Each year, about 19,000 cancers caused by HPV occur in women, with cervical cancer being the most common. About 8,000 cancers caused by HPV occur each year in men, with oropharyngeal (throat) cancers being the most common, according to the CDC.
In 2006, the U.S. Food and Drug Administration approved the first vaccine to protect against certain strains of HPV. The vaccines, which are given in a series of three shots over six months, protect against two of the most common strains that cause cervical cancer and two of the most common strains that cause external warts.
The national Advisory Committee on Immunization Practices recommends HPV vaccines for girls and boys ages 11 and 12. If they aren’t fully immunized by age 12, the committee recommends that girls and women through age 26 and boys and men through age 21 get the vaccine.

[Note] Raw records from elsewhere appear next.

PR #2747, opened 2021-06-15
TM-10 added checkboxes and date types for form-field

mvdstruijk:
Added checkboxes and date types
TM-10

To configure a datepickerfield:
Set type to: date
and add dateFormat to the formconfig:
Example: {
    "key" : "inspectiedatum",
    "type" : "date",
    "column" : 1,
    "tab" : 2,
    "label" : "Inspectiedatum",
    "mandatory" : false,
    "linkedList" : 0,
    "dateFormat": "YYYY-MM-DD"
  }

To configure a checkbox:
Set type to: checkbox
Add the value for True and False as it is in the DB to the formconfig. For example if true = "Y" and false = "N".
Example:
{
    "key" : "m4_structurelewaarde",
    "type" : "checkbox",
    "column" : 2,
    "tab" : 3,
    "label" : "structurelewaarde",
    "mandatory" : false,
    "linkedList" : 0,
    "valueTrue" : "Y",
    "valueFalse": "N",
  }

### DIFF
--- a/tailormap-components/projects/core/src/lib/feature-form/form-field/formfield.component.html
+++ b/tailormap-components/projects/core/src/lib/feature-form/form-field/formfield.component.html
@@ -3,6 +3,7 @@
   [value]="humanReadableValue$ | async"
   [label]="attribute.label"
   [fieldType]="attribute.type"
+  [valueTrue]="attribute.value === attribute.valueTrue"
 ></tailormap-label-field>
 
 <tailormap-input-field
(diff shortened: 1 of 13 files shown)


tailormap-components/projects/core/src/lib/feature-form/form-field/formfield.component.html
```diff
@@ -29,3 +30,17 @@
...
+</div>
+
+<div [formGroup]="groep" class="form-field" *ngIf="editing && isDateAttribute(attribute)">
+  <div class="label">{{attribute.label}}</div>
+  <mat-form-field>
+    <input matInput [matDatepicker]="picker" [value]="getDate()" (dateChange)="changeDate($event)" [placeholder]="getDate()">
+    <mat-datepicker-toggle matSuffix [for]="picker"></mat-datepicker-toggle>
+    <mat-datepicker [startAt]="getDate()" #picker></mat-datepicker>
+  </mat-form-field>
+</div>
```
mtoonen: Might be better to move to separate components in user-interface/generic-components. That way we can style form components generically according to the concept7 style

mtoonen (changes requested):
Placing the input types in their own component would simplify the other components. 
Can please write a few lines how this would affect the form configuration json? Two snippets (one for checkboxes, one for the datepicker) with explanations for the new fields should suffice. 
Other than that it's good!

mtoonen (approved):
For now, have to merge, but I think it would be good to have the checkbox also in a separate component

PR #2777, opened 2021-07-14
Added header tailormap-username so the called service knows who sends it

mtoonen:


matthijsln (commented):
I assume this header is meant so endpoints (such as feature-api) can check layer/featuretype authorizations.

Currently only authenticated users are allowed access to proxied backends so the header never has a 'null' value. What about configuring endpoints in the database and allowing access for everyone, all authenticated users, users in group(s)?

mtoonen:
> I assume this header is meant so endpoints (such as feature-api) can check layer/featuretype authorizations.
> 
> Currently only authenticated users are allowed access to proxied backends so the header never has a 'null' value. What about configuring endpoints in the database and allowing access for everyone, all authenticated users, users in group(s)?

This is used in a different API, which stories the user making the request. That API has no principal, so no access to the username.

matthijsln:
> > I assume this header is meant so endpoints (such as feature-api) can check layer/featuretype authorizations.
> > Currently only authenticated users are allowed access to proxied backends so the header never has a 'null' value. What about configuring endpoints in the database and allowing access for everyone, all authenticated users, users in group(s)?
> 
> This is used in a different API, which stories the user making the request. That API has no principal, so no access to the username.

Hence the use of _such as_ :) In the future backend for other purposes may need more fine-grained access control, but that and database config can be added later. As mentioned in #2778, this header is usually called `X-Remote-User` or `X-Forwarded-User` for proxies specifically.

matthijsln:
> > > I assume this header is meant so endpoints (such as feature-api) can check layer/featuretype authorizations.
> > > Currently only authenticated users are allowed access to proxied backends so the header never has a 'null' value. What about configuring endpoints in the database and allowing access for everyone, all authenticated users, users in group(s)?
> > 
> > 
> > This is used in a different API, which stories the user making the request. That API has no principal, so no access to the username.
> 
> Hence the use of _such as_ :) In the future backend for other purposes may need more fine-grained access control, but that and database config can be added later. As mentioned in #2778, this header is usually called `X-Remote-User` or `X-Forwarded-User` for proxies specifically.

mtoonen:
superseded by #2778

The focus is on teenage girls because the cervix is more susceptible to HPV at a younger age, Heid said. By age 30, the cervix isn’t very susceptible to the infection, which is why they don’t vaccinate women older than 26, he said.
As for immunizing boys, Heid said, the idea is to reduce the number of carriers. Males carry and transmit HPV, though they rarely experience symptoms. Immunization prevents males from passing the infection to their partners, Heid said.
A recent study by the CDC found the immunization efforts appear to be paying off.
The study found that since the HPV vaccine was introduced, the prevalence of infections by the HPV strains targeted by the vaccines has decreased 56 percent among teenage girls.
“In six years, that we’re already seeing it cut the HPV infection rate in half in teenagers is phenomenal,” Heid said.
Addie said she hopes more people get vaccinated and wants to see the stigma diminish.
“Don’t judge people who get it,” she said. “It’s not like they got it to have sex or because they’re having sex. They got it because they want to be safe.”